Controversial tax break for solar developers saved in RI Senate

2022-06-25 05:19:52 By : Mr. Yunyi Shen

PROVIDENCE — With the help of some last-minute maneuvering in the Senate, legislation that would ease the tax burden on big solar projects that are primarily being built in rural Rhode Island won approval on the final day of the General Assembly session. 

Passage of the bill late Thursday night occurred in the face of opposition from municipalities that argue the measure gives preferential treatment to renewable energy, specifically the commercial-scale solar projects that use ground-mounted panels and can cover dozens of acres. The Rhode Island League of Cities and Towns says the change will mean other residents and businesses will be responsible for the lost tax revenues that will result. 

Approval also came despite the bill being narrowly rejected on the first go-round by the Senate Committee on Housing and Municipal Government. But after the committee voted down the Senate version on Tuesday, an identical bill that passed the House was put on the agenda of the Senate Committee on Judiciary.  

Senate President Dominick Ruggerio and others in Senate leadership were present for the vote, assuring the bill got through the committee. Hours later, the bill passed the full Senate on a 28-10 vote. It’s now set to go to the governor’s desk for his signature. 

When he was asked before the vote why it was important to rescue the measure, Ruggerio said that “taxing solar farms at a higher rate may discourage their development.” 

In a statement, he said: “Solar farms are passive and, unlike many other types of businesses, they do not represent any increased burden on local municipalities."

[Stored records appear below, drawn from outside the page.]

PR #323, opened 2018-12-03
Fix bugs and update VTK backend.

prabhuramachandran:
- An earlier merge in 2011 seems to have introduced some incorrect code
  leading to the key events being incorrectly handled.
- Updating to use newer (i.e. VTK >= 6) versions.

### DIFF
--- a/enable/vtk_backend/vtk_window.py
+++ b/enable/vtk_backend/vtk_window.py
@@ -130,9 +130,8 @@ class EnableVTKWindow(AbstractWindow, CoordinateBox):
         self._add_observer(istyle, "MouseWheelForwardEvent", self._vtk_mouse_wheel)
         self._add_observer(istyle, "MouseWheelBackwardEvent", self._vtk_mouse_wheel)
 
-        self._add_observer(istyle, "KeyPressEvent", self._on_key_pressed)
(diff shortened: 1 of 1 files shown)


prabhuramachandran:
@jwiggins -- please take a look, thanks.

jwiggins:
So wait... You reverted the changes made in https://github.com/enthought/enable/commit/fd962fe3c263d07b8401e347bc3c1b924e2f38d3#diff-d668a32389ee62bfb3d18ef18ad6125e and it works now?

prabhuramachandran:
Well, the key events don't complain, I also added a couple of smaller changes to update to more recent VTK's, maybe I should have made two commits?   See line 420 and 440.  

But with this, the chaco examples seem to run with mayavi master and VTK-8.1.1.  Not sure if anything else is broken.

prabhuramachandran:
Sure, so we just need to move the directory to "vtk"?  You want me to do it or should it be done in a separate PR?

prabhuramachandran:
Whats with the tests?  Who is to merge this PR?  I will send the next PR (change backend directory) once this is merged I guess.

corranwebster:
Pyface issue is interesting: the failing line is an addition from an outside dev to force loading of at least something from the underlying Qt API to fix incorrect selection.  I think that needs re-visiting.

The legislation is just one of several measures that have been introduced in the General Assembly in recent years to benefit solar developers. They’ve included multiple attempts to shift some of the costs of connecting projects from developers to ratepayers, most recently in the original version of a bill introduced this year; and efforts to expand an incentive program that regulators and advocates say has had unintended negative consequences for customer bills and the environment. 

Opponents of the bills have raised concerns that policymakers are easing the path for solar projects in rural areas that often require forest clearing without guidelines to protect green space that has habitat value and serves as a carbon sink, among other environmental benefits.

Of the 1,893 acres of forest cleared for a different land use since 2018, 1,282 acres were cleared for solar development, or 68 percent of the total, according to the Department of Environmental Management.

“The local municipalities are getting trampled by the laws that we’re creating up here,” Sen. Gordon Rogers, a Republican who represents parts of western Rhode Island where projects proliferate, said before voting against the bill in committee. 

Supporters of the bill, however, say it will bring uniformity to the tax regime for solar projects. State regulations currently set the taxation rate for renewable energy projects at $5,000 per megawatt of capacity (one megawatt requires about 4 to 6 acres of land), but nothing in those rules stops communities from taxing the land upon which those projects are located. 

In testimony in the House, Helen Anthony, a Providence City Council member who works as a land use attorney for solar developers, pointed to a project in Hopkinton as an example of how this can play out. The 10.63-megawatt project is billed $53,100 in tangible taxes on its renewable energy equipment. In addition, the project is billed another $52,176 in property taxes by the town for the 67 acres on which it sits. The town, Anthony said, came up with the latter figure after calculating a 17-fold increase in the assessed value of the land when the project was built. 

She said the firm for which she works, Handy Law in Providence, has 17 tax appeals pending in Superior Court and one in the state Supreme Court.  

Nicholas Nybo, a lawyer for Warwick-based Revity Energy, told a similar story in his testimony in support of the bill. 

“Whether these re-assessments are being used to produce a budget windfall or being wielded as a cudgel to ward off future developers (or both), they inject uncertainty and instability into the development process and are a significant hindrance to continued development in the State,” he wrote. 

He and other supporters of the bill say it does not prevent cities and towns from negotiating agreements with developers to pay more than the standard tangible tax rate. Such agreements are preferable to paying property taxes because they give certainty to the developer and the municipality, Nybo said. 

But the League of Cities and Towns has stated that levying a tangible tax and property tax is not unusual for other commercial operations. And it argues that it’s reasonable for communities to assess higher property taxes once solar projects are built because the value of the land does increase.  

The Hopkinton Town Council agrees. 

“Changes in the zoning of properties to accommodate solar development created a new and very valuable use and the properties should be assessed as such,” the council wrote in a letter of opposition. 

Legislators, though, do not see it that way. 

“What this will do is ensure we have a standard approach that is equitable and fair across the entire state,” said Sen. Louis DiPalma, a Middletown Democrat who sponsored the Senate bill.